Tuesday 23 June 2015

Files with non-standard encodings in Salesforce

This post is about one of my latest challenges at work. It looked like something simple to achieve, but it turned out to be a difficult one...

THE REQUIREMENTS

The requirement was to build attachments in Salesforce that could then be downloaded. Those files would then be imported into a third party software for processing. It doesn't seem to be a difficult task, on paper it is a straight forward thing to achieve...

The problem was that we were dealing with a Korean third party, and the content of the files was in Korean (really funny looking characters from my point of view...). They were plain text files, but written in Korean...

The obvious solution was to provide button with a link to a URLFOR pointing to the attachment Id, that would download the file directly from Salesforce.

The following snippet shows the simple solution that would download the attachment in one click:



Once the file was downloaded, it was ready to be imported by the third party software. The third party software provides a preview feature, that lets the user see what is going to be imported before submitting.

Unfortunately, the result was not the expected one. See the following images to compare the expected result with the actual result, there are some characters that could not be successfully read by the third party sofware... What are those question marks there?

Expected result
Actual Result

THE PROBLEM

After that came investigation time... What might be going wrong? Comparing the text files with comparison utilities did not provide any clues... Checking for additional blank spaces... Checking for implementation of the line breaks... It all looked the same!!!
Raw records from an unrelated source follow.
PR #1913, opened 2026-08-20
MCP: an agent can file a GitHub issue (github_issue tool)

rbuergi:
## The gap

Carson reports defects by leaving a **mesh thread**, because that is the only thing it can reach. Nothing routes a thread to a backlog, so a real finding lands somewhere nobody triages.

`IssueService` already had create / comment / sync, wired to the browser's GitHub tab. MCP exposed `git_hub_sync` and nothing else. **This is a transport gap, not a feature** — one tool over a service that already existed.

## The tool

`github_issue(space, op, title, body, number, labels, state)`

| op | what |
|---|---|
| `create` (default) | open an issue — `title`, markdown `body`, comma-separated `labels` |
| `comment` | comment on issue `number` |
| `sync` | mirror the repo's issues to `{space}/_Issue/{number}` so an agent can **search for a duplicate before filing one**, using the ordinary `search`/`get` tools |

The tool description tells the caller to `sync` and check before filing — a duplicate issue costs a human exactly the triage time this was meant to save.

## 🚨 The caller's own GitHub token is the only authority

Like every other verb on `IssueService`, this runs through the caller's stored OAuth credential (`{userId}/_Provider/GitHub`). It reaches exactly the repositories that account reaches, and no mesh grant widens it — a machine account holding Triage on one repo can file there and nowhere else.

There is deliberately **no system-identity path**. An issue filed by "the platform" names nobody you could ask about it, and such a fallback would turn *file an issue* into *write to every repository the platform can see*. `AccessContext` is re-established at the call (`SwitchAccessContext`) so `IssueService` reads the **right** user's token — the same `AsyncLocal` hazard `AsCaller` and `git_hub_sync` already handle.

## Both guards are mutation-tested, not assumed

| mutation applied | test that went red |
|---|---|
| drop the label parse | `GitHubIssue_Create_AppliesLabels` |
| fall back to `system-security` when no caller resolves | `GitHubIssue_NoIdentity_ReturnsSignInError` |

Verified by making each change and watching the named test fail, then reverting.

## Tests

11 new, driving the real `McpMeshPlugin` against the in-memory `FakeGitHubRepoClient` (whole loop offline): argument validation, the no-connected-account refusal, create → GitHub + mirrored node, labels, comment, and sync. **192/192 in `MeshWeaver.GitSync.Test`.**

Also adds `FakeGitHubRepoClient.IssuesOn(repo)` — the fake could seed and serve issues but had no accessor to assert on them, mirroring the existing `Tree(repo)`.

### DIFF
--- a/src/MeshWeaver.Mcp/McpMeshPlugin.cs
+++ b/src/MeshWeaver.Mcp/McpMeshPlugin.cs
@@ -587,6 +587,185 @@ When the sync source has two-way enabled, `update` never overwrites a node chang
     }
 
     /// <summary>
+    /// Files, comments on, and mirrors GitHub <b>issues</b> for a Space — the MCP reach of
+    /// <see cref="IssueService"/>, which the browser already exposed and MCP did not.
+    ///
+    /// <para>🚨 <b>Why this exists.</b> An agent working through MCP could read and write the mesh
+    /// but had no way to report a defect anywhere a human triages. It could only leave a mesh
+    /// thread, which nothing routes. The capability was fully built (<c>IssueService</c>: create,
+    /// comment, sync) and simply unreachable from this transport.</para>
+    ///
+    /// <para>🚨 <b>The caller's OWN GitHub token is the only authority.</b> Like every other verb on
+    /// <see cref="IssueService"/>, this runs through the caller's stored OAuth credential — so it can
+    /// reach exactly the repositories that account can reach, and nothing the mesh grants widens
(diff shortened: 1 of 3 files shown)


rbuergi:
Superseded: `MeshWeaver.Mcp` left the platform in 0b3b4266f ("Fourteen modules leave the platform") while this was in flight, so the tool belongs in MeshWeaver.Plugins now. Re-opening it there — and without the core-side `FakeGitHubRepoClient.IssuesOn` helper, which would have forced a pin bump for something the fake's public `ListIssues` already answers.

PR #1914, opened 2026-08-20
Module bundles carry their own dependency closure, derived from deps.json

rbuergi:
## The outage

When a module's source left the platform repo (#1882), its package dependencies left `/app` with it — and `module-pack` bundled the entry DLL alone (`--with` exists but nothing ever passed it). Every landed module faults at first use on its first private dependency:

- chat: `Could not load … Microsoft.Extensions.AI.OpenAI, Version=10.8.0.0`
- `3.0.0-rc5.ci.4588` crashloops at host start: `Could not load … Microsoft.Graph, Version=6.2.0.0` from `GraphMail..ctor`

Pinning each dependency into the platform (#1912) is the wrong direction — it ships 43 MB of Graph/Kiota to deployments that send no mail, the exact cost the module split exists to avoid. Fix forward: **the bundle carries the module's own closure, derived, not remembered.**

## The rule

`DepsClosure.Derive` walks the module's own `deps.json` twice from its direct references:

| reachable from | verdict |
|---|---|
| the module's **MeshWeaver.\*** references | platform-carried — in the consumer's `/app` by construction; bundling it would shadow the platform (the same trap-door `ModuleLandingService` refuses for the entry DLL) |
| ONLY the module's **own package** references | the private closure — bundled |

Diamonds (reachable from both) are platform-carried. Shared-framework assemblies never appear as package nodes, so they're excluded by construction.

## The changes

- `DepsClosure` — pure derivation, unit-tested on a synthetic graph shaped like the real one (diamond, native-assets warning, wrong-name refusal, valid-empty).
- `module-pack --deps-closure` — derived files must exist beside the entry DLL (build with `CopyLocalLockFileAssemblies=true`) or the pack **refuses**: a partial closure lands a module that faults at first use.
- `node-repo-module-pack.yml` — builds with the flag, packs with `--deps-closure`, and the inspect step asserts **no MeshWeaver.\* assembly** rides beside the entry.

## Verified against all 14 extracted modules

`Mail.MicrosoftGraph` → the ten Graph/Kiota assemblies + Std.UriTemplate (exactly what its csproj names as the module's reason to exist); `Copilot` → GitHub.Copilot.SDK; `Mcp` → ModelContextProtocol(+AspNetCore); `AzureFoundry` → 4; `ClaudeCode`/`Export` → 1; platform-only modules correctly derive empty. `Azure.Identity`/`Azure.Core` excluded wherever a MeshWeaver.* reference already reaches them.

Follow-up (separate PR): revert the #1912 platform-side pin so Microsoft.Extensions.AI.OpenAI leaves `/app` and rides in the OpenAI module's bundle instead — the derivation flips it to bundled automatically.

### DIFF
--- a/.github/workflows/node-repo-module-pack.yml
+++ b/.github/workflows/node-repo-module-pack.yml
@@ -77,9 +77,14 @@ jobs:
           echo "packing $MODULE as $PACKAGE@$version, platform floor $floor"
 
       - name: Build the module (Release, warnings-as-errors)
+        # CopyLocalLockFileAssemblies puts the module's PACKAGE dependencies into the output
+        # folder, where the pack step's --deps-closure derivation expects to find them — a module
+        # bundle must carry its own private closure (the platform does not: those packages left
+        # /app with the module's source, and an entry-DLL-only bundle faults at first use).
         run: >
           dotnet build "${{ matrix.entry.project }}" -c Release -warnaserror
           -p:MeshWeaverRoot=$GITHUB_WORKSPACE/meshweaver
+          -p:CopyLocalLockFileAssemblies=true
           -p:Version=${{ steps.identity.outputs.version }}
 
       - name: Run the module's tests, when it ships any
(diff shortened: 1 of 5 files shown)


rbuergi:
Amended: **diamonds now ride**. The closure walks the module's own package refs and stops only at MeshWeaver.* nodes — a package the platform also carries ships anyway (`/app` wins in the default load context while present; the module's copy takes over when the platform sheds it). This is what makes the follow-up #1912 revert — and any future platform slim-down — safe without coordinating bundle re-lands.

Measured: `SelfUpdate.Aks` now bundles Azure.Core/Azure.Identity + the MSAL chain (the auto-roll's broken dependency set); `OpenAI` bundles its 33 AI-SDK files; `Mail` 28; platform-only modules still derive 0.

PR #1916, opened 2026-08-20
Shed the OpenAI SDK cluster from the platform — modules carry it

rbuergi:
The fix-forward counterpart of #1912: instead of the platform pinning module dependencies into `/app`, the modules carry them (via #1914's derived bundle closure) and the platform sheds them.

Removes from `MeshWeaver.AI`: `Microsoft.Extensions.AI.OpenAI` (the #1912 pin), `Microsoft.Agents.AI.OpenAI`, `Azure.AI.OpenAI`, `OpenAI`. No other project references them; no MeshWeaver.AI source uses their types (the failure classifier reads exception messages; UsageTokens matches key strings). Full-solution Release build green.

**🚨 DO NOT MERGE until the fat module bundles (Plugins #539, packed under #1914's lane) are published AND re-landed on the production instances.** Once an image built from this change rolls, `/app` no longer carries the OpenAI SDKs — only the module folders do. #1914's riding-diamond rule makes the transition safe in either order *for re-packed bundles*, but the currently-landed entry-only bundles would fault.

Sequencing:
1. #1914 merges (bundle lane derives closures)
2. Plugins #539 merges → fat bundles published to the registry
3. Bundles re-landed on memex-cloud (+ restart) → prod verified green on rc5
4. **then** this merges → next image is leaner

### DIFF
--- a/src/MeshWeaver.AI/MeshWeaver.AI.csproj
+++ b/src/MeshWeaver.AI/MeshWeaver.AI.csproj
@@ -27,7 +27,6 @@
     </ItemGroup>
     <ItemGroup>
         <PackageReference Include="YamlDotNet" />
-        <PackageReference Include="Azure.Core" />
         <PackageReference Include="HtmlAgilityPack" />
         <!-- DateTime.Humanize() in ThreadMessageLayoutAreas. Declared explicitly: it used to ride
              in as a transitive of JsonPointer.Net (removed in #1231). -->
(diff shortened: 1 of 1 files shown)


rbuergi:
Widened per the sweep: `Azure.Core`, `Microsoft.Agents.AI.AzureAI` and `Microsoft.Agents.AI.Workflows` leave as well — MeshWeaver.AI's source uses only `Microsoft.Agents.AI` + `Microsoft.Extensions.AI(.Abstractions)`; zero usages of anything Azure. The AzureFoundry module already bundles its own Azure/Agents SDKs (43 files). Full-solution build green. Still gated on the fat bundles being landed on prod first.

Finally, after inspecting every single aspect of the files I made a binary comparison of the files with Beyond Compare, and the bytes were not the same for the same shown text. The problem was that the files had different encodings!!!

THE SOURCE OF THE PROBLEM

So we got to the root of the problem: the third party software was expecting an EUC-KR encoding, whereas the file provided by Salesforce was created with a UTF-8 encoding.

Now, I had to find a way to create my downloadable files with the EUC-KR enconding, and the body of those files was the body of the Salesforce attachments.

Salesforce only uses the UTF-8 standard enconding for all the files; now that stopped me from using the solution in the snippet above, because there was no way Salesforce was going to create the files in the format I needed in just one click and one line of code...

But that's where the challenge is, and that's what us developers love!! We love chanllenges!! And this case became one for me, hence this blog entry...

Another problem I found with this specific case was that the EUC-KR encoding is a legacy encoding, i.e. it's not a standard one and it is not supported by most of the browsers by default.

THE SOLUTION

Thankfully I found this github repository with a polyfill for the Encoding Living Standard's API by inexorabletash (many thanks for your solution). It is an implementation of the TextEncoder API.

The github repo includes the source file for the encoding.js and encoding-indexes.js libraries. The later is required when working with non-standard encodings; and following the repository's README explains the usage of the libraries.

This solution has been really helpful for me because it did what I needed, although it didn't work with the exact source code from the repository, so I had to apply a tiny tweak to the code in the encoding.js library.

I was using a version of Chrome that natively supports the TextEncoder API, so the polyfill wasn't being used, and therefore the EUC-KR encoding wasn't being recognised as a valid entry.

I had to modify the library to implement my TextEncoderCustom API, which was easily done by just replacing the TextEncoder string by the TextEncoderCustom string in the encoding.js file. Once this is done, the browser will use your own implementation of the TextEncoder API, which is your TextEncoderCustom API.

In the following code snippet, the variable uint8array is properly encoded with an EUC-KR format and it can be used to be saved in a file:


You need to create static resources in Salesforce for the libraries to be included in your Visualforce page as shown in the snippet above.

I hope you find this post useful if you need to work with non standard encodings in Salesforce. Once again, many thanks to inexorabletash for the github contribution.